— What to work on —
Below are the records; count the lines in which "dalek" occurs and report only that number.

— Collected data —

PR #176, opened 2026-05-25
fix(skills): verify Ed25519 signature of .so bytes before dlopen

### LINKED ISSUE #175: [bug] skills: require_signature is a presence-only string check — any non-empty "signature" string loads an unsigned/tampered .so as arbitrary native code, and the security posture reports "signed enforcement on"
### Summary

`SkillPolicyConfig.require_signature` is advertised — in config, in the operator-facing security-posture report, and by its own name — as the gate that refuses to load skills that aren't signed. But the skill loader decides "signed" with `!manifest.signature.trim().is_empty()` ([loader.rs:133](crates/genie-core/src/skills/loader.rs#L133)). No bytes are verified against any key. A skill `.so` is loaded via `dlopen` and runs as **arbitrary native code inside `genie-core`** ([loader.rs:370-447](crates/genie-core/src/skills/loader.rs#L370-L447)), and the runtime sandbox that was supposed to contain it (Landlock) is a documented no-op stub ([sandbox.rs:79-99](crates/genie-core/src/security/sandbox.rs#L79-L99)). So `require_signature = true` — the one authenticity control on native-code loading — is satisfied by `"signature": "x"`.

### Steps to reproduce

1. Enable the control an operator would reasonably trust, in `geniepod.toml`:
   ```toml
   [core.skill_policy]
   require_manifest  = true
   require_signature = true
   ```
2. Confirm the stack now *reports* signature enforcement as on. `Config::security_posture()` drops the `skill_signature_not_required` risk flag ([config.rs:921-922](crates/genie-common/src/config.rs#L921-L922)) and reports `"skill_signature_required": true` ([config.rs:955](crates/genie-common/src/config.rs#L955)).
3. Drop a skill `.so` you did **not** sign into the skills directory with a sidecar manifest whose `name`/`version` match the vtable and whose signature is any junk:
   ```json
   { "name": "evil", "version": "0.1.0", "description": "x",
     "permissions": [], "reviewed_by": "", "signature": "x" }
   ```
4. Start `genie-core` (live wiring: [main.rs:57](crates/genie-core/src/main.rs#L57), voice path [voice/mod.rs:48](crates/genie-core/src/voice/mod.rs#L48)).
5. `enforce_skill_policy` passes the signature gate ([loader.rs:293-294](crates/genie-core/src/skills/loader.rs#L293-L294)) because `signed == true`, and the unsigned `.so` is `dlopen`'d and registered as a callable tool.

### Expected behavior

With `require_signature = true`, only skills whose binary is cryptographically verified against a trusted public key should load. `"signature": "x"` (or any unverifiable string) must be rejected. The security-posture report must not claim signature enforcement is active unless real verification is performed.

### Actual behavior

"Signed" means nothing more than "the manifest's `signature` field is a non-empty string":

```rust
// crates/genie-core/src/skills/loader.rs:133
let signed = !manifest.signature.trim().is_empty();
```

```rust
// crates/genie-core/src/skills/loader.rs:293-294  (enforce_skill_policy)
if policy.require_signature && !manifest.signed {
    anyhow::bail!("skill signature required but manifest is unsigned");
}
```

There is no signature scheme, no key, and no verification anywhere in the loader — the `signature` field is never checked against the `.so` bytes. The manifest is sidecar JSON the attacker supplies *alongside* the `.so` ([loader.rs:247-282](crates/genie-core/src/skills/loader.rs#L247-L282)), so they trivially set `signature` to any non-empty value.

Why this is critical rather than cosmetic:

- A skill is loaded with `Library::new(path)` and its `genie_skill_init` symbol is called — **arbitrary native code in the `genie-core` address space**, with the process's full privileges. The loader itself admits this: *"loading a .so is inherently unsafe. We trust skills from the skills directory"* ([loader.rs:371-372](crates/genie-core/src/skills/loader.rs#L371-L372)).
- The only runtime containment, Landlock, is **not enforced** — `apply_landlock_linux` logs the rules it *would* apply and returns `Ok(())` without restricting anything ([sandbox.rs:79-99](crates/genie-core/src/security/sandbox.rs#L79-L99)). So there is no second line of defense behind the signature gate.
- The `require_signature` knob is presented to operators as a security posture they can turn *on* ([config.rs:231-233](crates/genie-common/src/config.rs#L231-L233), reported at [config.rs:955](crates/genie-common/src/config.rs#L955), flagged as a risk when *off* at [config.rs:921-922](crates/genie-common/src/config.rs#L921-L922)). Turning it on changes the reported posture from "at risk" to "enforced" while changing the actual security boundary by **zero**. A no-op control that reports as enforced is worse than an absent one — it manufactures false assurance for the exact operator who cared enough to enable it.

(The internal doc comment at [loader.rs:18](crates/genie-core/src/skills/loader.rs#L18) and [loader.rs:34](crates/genie-core/src/skills/loader.rs#L34) concedes the field is "presence only … not a signature check" — but that candor lives in source comments, while the *enforced policy*, its *name*, and the *security-posture report* all say "signature required." The contract the operator sees and the behavior they get disagree.)

### Hardware

### JetPack / L4T version

N/A (hardware-independent). Affects all targets equally.

v1.0.0-alpha.9 / commit `8e98411`

### Relevant logs

```shell
# With require_signature = true and an unsigned .so + manifest {"signature":"x"}:
journalctl -u genie-core -n 50
# ... "skill loaded" skill=evil   <-- loaded; no signature error, because "x" is non-empty

# The posture report claims enforcement is on:
genie-ctl diag    # or the security_posture() JSON
# ... "policy": { "skill_signature_required": true }, "risk_flags": [ ... ]  (no "skill_signature_not_required")
```

### Additional context

**Not a duplicate of #23.** Open #23 ("beta: skill sandbox policy — drop root, landlock/bubblewrap, subprocess + network allowlists") is about *containing* a skill's behavior at runtime. This issue is about *authenticity/integrity at load time*: the gate that decides whether an `.so` is trusted enough to `dlopen` at all is satisfied by a non-empty string. They are complementary, not the same — and today **both** are ineffective (the sandbox is a stub, the signature gate is a string check), so an unsigned, untrusted `.so` runs uncontained native code.

**Proposed structural fix (make `signed` mean cryptographically verified, with a real key):**

The bug is structural: the loader treats a *self-asserted manifest field* as proof of review. Authenticity must be derived from a signature over the binary that only a trusted key holder could produce — never from the presence of a string the same party supplied.

1. Define a signing scheme. Detached Ed25519 over the `.so` bytes is sufficient and dependency-light. Ship one or more trusted public keys with the distribution (e.g. `/etc/geniepod/skill-keys/*.pub`), not in the skills directory.
2. Make the manifest carry the *signature bytes* (base64) and a key id, and verify in the loader **before** `Library::new`:
   ```rust
   // Only "signed" if a trusted key verifies a signature over the actual .so bytes.
   let signed = match (&manifest.signature, &manifest.key_id) {
       (sig, Some(key_id)) if !sig.trim().is_empty() => {
           let bytes = std::fs::read(skill_path)?;
           verify_detached(&trusted_keys, key_id, &bytes, sig)  // Ed25519, returns bool
       }
       _ => false,
   };
   ```
   Verification must run on the bytes that will actually be executed, and must fail closed if the key is unknown or the signature does not validate.
3. `Mode`-style single source of truth: `manifest.signed` is the *only* place authenticity is decided, and it is decided by verification, not by `is_empty()`. Remove the `!signature.trim().is_empty()` heuristic entirely.
4. Make the report honest: `security_posture()` should distinguish "signature material present" from "signature verified," and must not emit `skill_signature_required: true` unless real verification is wired.
5. Regression tests asserting the **negative** cases that currently pass:
   - `require_signature = true` + manifest `"signature": "x"` (no key / junk) → **load rejected**.
   - valid signature by a trusted key over the exact `.so` → load accepted.
   - one byte of the `.so` flipped after signing → load rejected (tamper detection).
   - unknown key id → load rejected (fail closed).
   A test that today asserts `require_signature` blocks `"signature": "x"` would have caught this; none exists ([loader.rs tests](crates/genie-core/src/skills/loader.rs#L501-L701) only check `require_manifest` and `denied_permissions`).

**Severity: critical.** The control that gates loading arbitrary native code into `genie-core` is bypassable with a one-character string, while reporting itself as enforced. Combined with the no-op Landlock sandbox, an unsigned/tampered `.so` placed in the skills directory executes uncontained — and the operator who enabled `require_signature` has been told they are protected.

enjoyandlove:
## Summary

`[core.skill_policy].require_signature` was presence-only: any non-empty
`signature` string in a sidecar manifest counted as "signed", so an attacker
who could drop a `.so` into the skills directory could also drop a manifest
with `"signature": "x"` and have arbitrary native code `dlopen`'d into the
genie-core address space. This PR makes `require_signature` a real authenticity
gate — a detached **Ed25519** signature over the exact `.so` bytes, verified
against a trusted key **before** `dlopen`. Fixes #175.

## Changes

- Add `skills/signature.rs`: `TrustedKeys` loads `<key_id>.pub` (base64 32-byte
  Ed25519) keys from a trusted-key directory and verifies detached signatures
  with `verify_strict`. Fails closed on unknown key id, malformed/invalid
  signature, or empty key set.
- Verify the signature over the `.so` file bytes in `SkillLoader::load_skill`
  **before** `dlopen`; reject the load when `require_signature` is on and the
  bytes are not cryptographically verified. `SkillManifestAudit.signed` is now
  set only by verification, never by string presence.
- Add `key_id` to the sidecar manifest and audit view; signature material is
  documented as cryptographic, not audit-only.
- Add `[core.skill_policy].signature_key_dir` (default `/etc/geniepod/skill-keys`),
  kept outside the attacker-writable skills directory so dropping a `.so`
  cannot also drop a trusting key.
- `household_security_summary()` now reports the signature scheme, key dir, and
  whether trusted keys are present, and raises
  `skill_signature_required_but_no_trusted_keys` when `require_signature` is on
  but no keys are installed (loader fails closed → every skill rejected).
- `genie-ctl skill list` prints `signed: verified (key: <id>)` vs `no` instead
  of a bare boolean.
- Add `ed25519-dalek` (verify-only, no RNG/keygen features) and `base64` deps.
- Update sample-config comments and `SKILL-DEVELOPER-GUIDE.md` with how to
  generate a key pair, sign a `.so`, and populate `key_id` / `signature`.

## Real Behavior Proof

This is a pure logic/crypto change in `genie-core` — it does not touch voice,
audio, Home Assistant, or the dashboard, so the verification path is the
crate's unit tests, which exercise the real `ed25519-dalek` verification over
real `.so` bytes (no mocks).

### What I ran

```
# host: <fill in — dev workstation, no Jetson required for this crypto path>
cargo test -p genie-core skills::
cargo test -p genie-common config::
cargo test -p genie-ctl
```

### What I observed

New tests added and expected to pass:

- `skills::signature::tests`
  - `empty_keys_reject_everything`
  - `valid_signature_verifies`
  - `junk_signature_is_rejected` — reproduces the bug: `"signature": "x"` no longer verifies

— Expected answer —
2